What is needed: Both the line containing "- Audit every" and the line containing "Closes #6527." belong to the span. Output exactly that span from the listing below, and nothing outside it.

● ● ● ● ●

PR #6528, opened 2026-08-21
fix(#6527): make LSMVectorIndex.graphFile volatile for cross-thread readers

### LINKED ISSUE #6527: LSMVectorIndex.graphFile field is read/written outside any lock in several places
## Context

Surfaced during review of #6495 / #6504 / #6524 (COMPACT INDEX orphaning the persisted vector graph file).

`LSMVectorIndex.graphFile` is a plain (non-`volatile`) field. It is written under `lock.writeLock()` in some places (e.g. the constructors, `ensureGraphAvailable()`), but read and written elsewhere with no lock at all - only implicitly serialized by `graphBuildLock`, which builders hold but which readers of the field (e.g. `getFileIds()`, the `hasPersistedGraph()` checks scattered through the search/build paths) do not.

This is not newly introduced by #6524: `getOrCreateGraphFile()`'s original unlocked call site already had this shape before that PR. #6524 adds two more unguarded writes to the field (as part of restoring a stale reference on a failed post-compaction persist), which is why it came up in review there - see the discussion on https://github.com/ArcadeData/arcadedb/pull/6524#issuecomment-5363007067 and the reply at https://github.com/ArcadeData/arcadedb/pull/6524#issuecomment-5363668371.

## Why this might matter

`getFileIds()` in particular is documented (issue #4937) as needing to include the graph file's id in the commit-lock set "because the companion graph file receives page writes during the transaction too." If `getFileIds()` observes a stale or torn view of `graphFile` due to the lack of synchronization, the commit-lock coverage it computes could theoretically miss the graph file's lock, which is exactly the class of bug #4937 was about.

No concrete failure has been reproduced - this is a code-shape observation from review, not a confirmed bug. The risk window is small (in the compaction path, the null-then-reassign window added by #6524 is a couple of statements with no I/O in between) and functionally, at worst, a torn read there means a component-not-yet-associated-with-a-lock for one instant, not data corruption in what's already been committed.

## Suggested scope for a follow-up

- Audit every read and write of `LSMVectorIndex.graphFile` and classify each as: (a) already covered by `lock.writeLock()`/`lock.readLock()`, (b) covered only by `graphBuildLock` (fine if all writers hold it, but readers like `getFileIds()` don't), (c) genuinely unguarded.
- Decide whether `graphFile` should become `volatile` (cheapest fix, gives at least a consistent single-value read/write without introducing a new lock), or whether the handful of readers that matter for correctness (starting with `getFileIds()`) should take `lock.readLock()`.
- Add a regression test if a concrete interleaving can be constructed that demonstrates `getFileIds()` returning a commit-lock set that omits the current graph file's id while a transaction is writing graph pages.

@author reference for the code in question: `engine/src/main/java/com/arcadedb/index/vector/LSMVectorIndex.java`

lvca:
## What

Closes #6527.

`LSMVectorIndex.graphFile` is written only under `graphBuildLock` (builders are serialized against each other by that mutex) or during construction (before the instance escapes), but read by several call sites - `getFileIds()` in particular - with no lock at all: not `graphBuildLock`, not `lock.readLock()`, nothing.

A plain (non-`volatile`) field gives the JMM no happens-before edge between a builder's write and a reader on another thread, so a reader is not guaranteed to ever observe a reassignment. This is exactly the class of bug issue #4937 fixed once already: `getFileIds()` is documented there as needing the graph file's id in the commit-lock set "because the companion graph file receives page writes during the transaction too." If it observes a stale reference, the commit-lock coverage it computes could miss the graph file's lock.

I audited every read/write site of the field (constructors, `discoverAndLoadGraphFile()`, `getOrCreateGraphFile()`, the post-compaction persist block, `getFileIds()`, the `hasPersistedGraph()` checks, `getStats()`'s diagnostics snapshot). Every write after construction happens under `graphBuildLock`, so writer-writer races are already impossible - the only gap is reader visibility.

## Fix

Marked `graphFile` `volatile`. This matches the pattern already used by every other field in this class with the same "written under one lock (or a dedicated build mutex), read under no lock" shape: `graphState`, `graphIndex`, `ordinalToVectorId`, `vectorIndex` are all `volatile` for the identical reason.

The issue's writeup considers two options: `volatile`, or moving the readers that matter (starting with `getFileIds()`) onto `lock.readLock()`. I went with `volatile` rather than adding locking at the read sites: `getFileIds()` runs on every transaction's commit-lock computation, so taking `lock.readLock()` there would add contention on a hot path to fix what is purely a visibility gap - `volatile` gives every read site (not just `getFileIds()`) the happens-before edge for free, with none of that cost, and needs a one-line change instead of auditing and locking each read site individually.

No behavior changes: all writes were already mutually exclusive under `graphBuildLock`; this only makes their result visible to readers promptly and correctly.

## Test

- Added `LSMVectorIndexGraphFileVisibilityTest`:
  - A reflection test asserting the field is `volatile`, so the fix can't be silently reverted. Confirmed red before the fix (`AssertionFailedError: Expecting value to be true but was false`), green after.
  - A functional regression for the concrete scenario the issue traces its concern to: after `COMPACT INDEX` reassigns `graphFile` (per #6495/#6524), `getFileIds()` must report the new file's id, not a stale one.
- No concrete failing interleaving was reproducible in a deterministic unit test (the issue itself says so - "no concrete failure has been reproduced"), which is why the primary regression is a reflection/contract test on the fix itself rather than a timing-dependent concurrency test.

## Test plan

- [x] `mvn -o -pl engine -am compile` (and full `mvn -o compile` reactor)
- [x] `LSMVectorIndexGraphFileVisibilityTest`: red before the fix, green after
- [x] Full `com.arcadedb.index.vector` package, non-`vector`-tagged lane: 325/325 passing
- [x] Full `com.arcadedb.index.vector` package, `vector`-tagged lane: 55/55 passing

### DIFF
--- a/engine/src/main/java/com/arcadedb/index/vector/LSMVectorIndex.java
+++ b/engine/src/main/java/com/arcadedb/index/vector/LSMVectorIndex.java
@@ -219,7 +219,12 @@ public class LSMVectorIndex implements Index, IndexInternal {
 
   // Graph file for persistent storage of graph topology
   // Allows lazy-loading graph from disk and avoiding expensive rebuilds
-  private       LSMVectorIndexGraphFile graphFile;
+  // Written only under graphBuildLock (builders are serialized against each other by that mutex) or during
+  // construction (before the instance escapes), but read by several call sites - getFileIds() in particular -
+  // under no lock at all. volatile is what gives those readers a happens-before edge against the writer,
+  // matching graphState/graphIndex/ordinalToVectorId/vectorIndex just above, which are read the same way
+  // (issue #6527).
+  private volatile LSMVectorIndexGraphFile graphFile;
   private final AtomicInteger           mutationsSinceSerialize;
 
   // Product Quantization (PQ) for zero-disk-I/O approximate search
--- a/engine/src/main/java/com/arcadedb/index/vector/LSMVectorIndex.java
+++ b/engine/src/main/java/com/arcadedb/index/vector/LSMVectorIndex.java
@@ -225,7 +225,7 @@ public class LSMVectorIndex implements Index, IndexInternal {
   // matching graphState/graphIndex/ordinalToVectorId/vectorIndex just above, which are read the same way
   // (issue #6527).
   private volatile LSMVectorIndexGraphFile graphFile;
-  private final AtomicInteger           mutationsSinceSerialize;
+  private final    AtomicInteger           mutationsSinceSerialize;
 
   // Product Quantization (PQ) for zero-disk-I/O approximate search
   // PQ file stores codebooks and encoded vectors; pqVectors is cached in memory
--- a/engine/src/test/java/com/arcadedb/index/vector/LSMVectorIndexGraphFileVisibilityTest.java
+++ b/engine/src/test/java/com/arcadedb/index/vector/LSMVectorIndexGraphFileVisibilityTest.java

● ● ● ● ●

Answer for the task:
- Audit every read and write of `LSMVectorIndex.graphFile` and classify each as: (a) already covered by `lock.writeLock()`/`lock.readLock()`, (b) covered only by `graphBuildLock` (fine if all writers hold it, but readers like `getFileIds()` don't), (c) genuinely unguarded.
- Decide whether `graphFile` should become `volatile` (cheapest fix, gives at least a consistent single-value read/write without introducing a new lock), or whether the handful of readers that matter for correctness (starting with `getFileIds()`) should take `lock.readLock()`.
- Add a regression test if a concrete interleaving can be constructed that demonstrates `getFileIds()` returning a commit-lock set that omits the current graph file's id while a transaction is writing graph pages.

@author reference for the code in question: `engine/src/main/java/com/arcadedb/index/vector/LSMVectorIndex.java`

lvca:
## What

Closes #6527.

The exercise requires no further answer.